Chios mastic gum (CMG) is a traditional Greek medicine used to treat a variety of gastrointestinal disorders, including inflammatory bowel disease (IBD). However, the bioactive compounds of CMG and the mechanisms of action for controlling of IBD remain unknown.

Masticadienonic acid (MDA) is one of the most abundant constituents isolated from CMG. This study aims to investigate the potential effects and underlying mechanisms of MDA in the pathogenesis of colitis.

The effects of MDA were evaluated using a dextran sulphate sodium (DSS)-induced acute colitis mouse model. The body and spleen weight and colon length and weight were measured and the clinical symptoms were analysed. Blood samples were collected to analyse the level of serum inflammatory markers. Colon tissues were processed for histopathological examination, evaluation of the epithelial barrier function, and investigation of the probable mechanisms of action. The gut microbiota composition was also studied to determine the mechanism for the beneficial effects of MDA on IBD.

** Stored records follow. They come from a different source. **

PR #1468, opened 2022-05-05
Always expand all paths (journals, templates, etc)

### LINKED ISSUE #998: Paths starting with tildes (~) should always expand
### Environment
  - Jrnl version: 
  - Install method: 
  - OS 
Likely all versions.

### Current Behavior

`~/template.md` doesn't work for a template file. Has this error:
`[Could not read template at '~/template.md']`

### Expected Behavior

The `~` should be expanded the same way it is for journal file themselves.
### Other Information

Current workaround is to use the full path to a file (e.g. `/Users/wren/template.md`) instead.

apainintheneck:
This also fixed bugs with relative journal and template paths.

### Checklist

  for the same issue.

This is related to the discussion in issue #998. I took a look at the path expansion code used throughout the project and decided to create a new `path.py` file to hold the three common cases.
1. Getting the path to the home directory.
2. Expanding shell variables and the user path (`~`).
3. Getting the absolute path after expanding shell variables and the user path (`~`). Note: This used to happen in the opposite order which is probably what caused problems.

Additionally, a call to `expand_path` is now made before loading template files which solves the problem with loading files like `~/template`. I'm still not sure though if the error message after failing to load a template should print the original template path string or the expanded one (line 210 in `jrnl/jrnl.py`).

Closes #998.

### DIFF
--- a/jrnl/path.py
+++ b/jrnl/path.py
@@ -1,0 +1,13 @@
+import os.path
+
+
+def home_dir():
+    return os.path.expanduser("~")
+
+
+def expand_path(path):
+    return os.path.expanduser(os.path.expandvars(path))
+
+
+def absolute_path(path):
+    return os.path.abspath(expand_path(path))
--- a/jrnl/Journal.py
+++ b/jrnl/Journal.py
@@ -11,6 +11,7 @@ import sys
 from . import Entry
 from . import time
 from .prompt import yesno
+from .path import expand_path
 
 
 class Tag:
@@ -404,7 +405,7 @@ def open_journal(journal_name, config, legacy=False):
     backwards compatibility with jrnl 1.x
     """
     config = config.copy()
-    config["journal"] = os.path.expanduser(os.path.expandvars(config["journal"]))
+    config["journal"] = expand_path(config["journal"])
 
     if os.path.isdir(config["journal"]):
         if config["encrypt"]:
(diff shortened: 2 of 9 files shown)


jrnl/path.py
```diff
@@ -0,0 +1,13 @@
+import os.path
+
+
+def home_dir():
+    return os.path.expanduser("~")
+
+
+def expand_path(path):
```
wren, line 8: I think we could do with just `home_dir` and `expand_path` as long as `expand_path` also runs `abspath`. Would you mind merging `expand_path` and `absolute_path` into one function?

wren (changes requested):
This looks great. Just one comment about the new functions to fix.

Also, would you mind adding a test or two? I think just a couple of unit tests for the new functions should be more than enough.

jrnl/path.py
apainintheneck: I tried that at first because I assumed that it wouldn't make a difference but I think that's not a great idea for a couple reasons.

1. It breaks the tests as currently written. A few BDD tests check the console output of the application and the output that gets parsed contains relative paths. That means that those tests would have to changed to parse the absolute path which is a bit more complicated.
2. The absolute path is only needed once so it would add extra work to all the other calls.
3. Console error messages are more readable when they display the relative path instead of the absolute path.

apainintheneck:
I'm currently running into some problems creating tests that work for both platforms. Essentially, the call to `os.path.abspath()` internally calls `os.getcwd()`. My first thought was to just mock that in `pytest` but that didn't work on Windows for some reason. Then, I decided to use `os.getcwd()` directly and got `FileNotFoundError`s on *nix.

wren (approved):
I went ahead and updated the tests to fix the issues you were running into.

The rest looks good. Thank you!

MDA could ameliorate the severity of IBD by increasing the body weight and colon length, reducing spleen weight, disease activity index, and histological score. MDA treatments reduce the release of serum inflammatory cytokines tumour necrosis factor-alpha (TNFα), interleukin 1 beta (IL-1β), and interleukin 6 (IL-6) via inhibiting the MAPK and NF-κB signalling pathways. MDA supplementation could also improve the intestinal barrier function by activating the NF-E2-related factor-2 (Nrf2) signalling pathway and restoring the expression of tight junction proteins zonula occludens-1 (ZO-1) and occludin. In addition, MDA administration modulates the gut microbiota composition in DSS-induced colitis mice.

The results indicate that MDA attenuated experimental colitis by restoring intestinal barrier integrity, reducing inflammation, and modulating the gut microbiota. The present study provides novel insights into CMG-mediated remission of IBD and may facilitate the development of preventive and therapeutic strategies for IBD.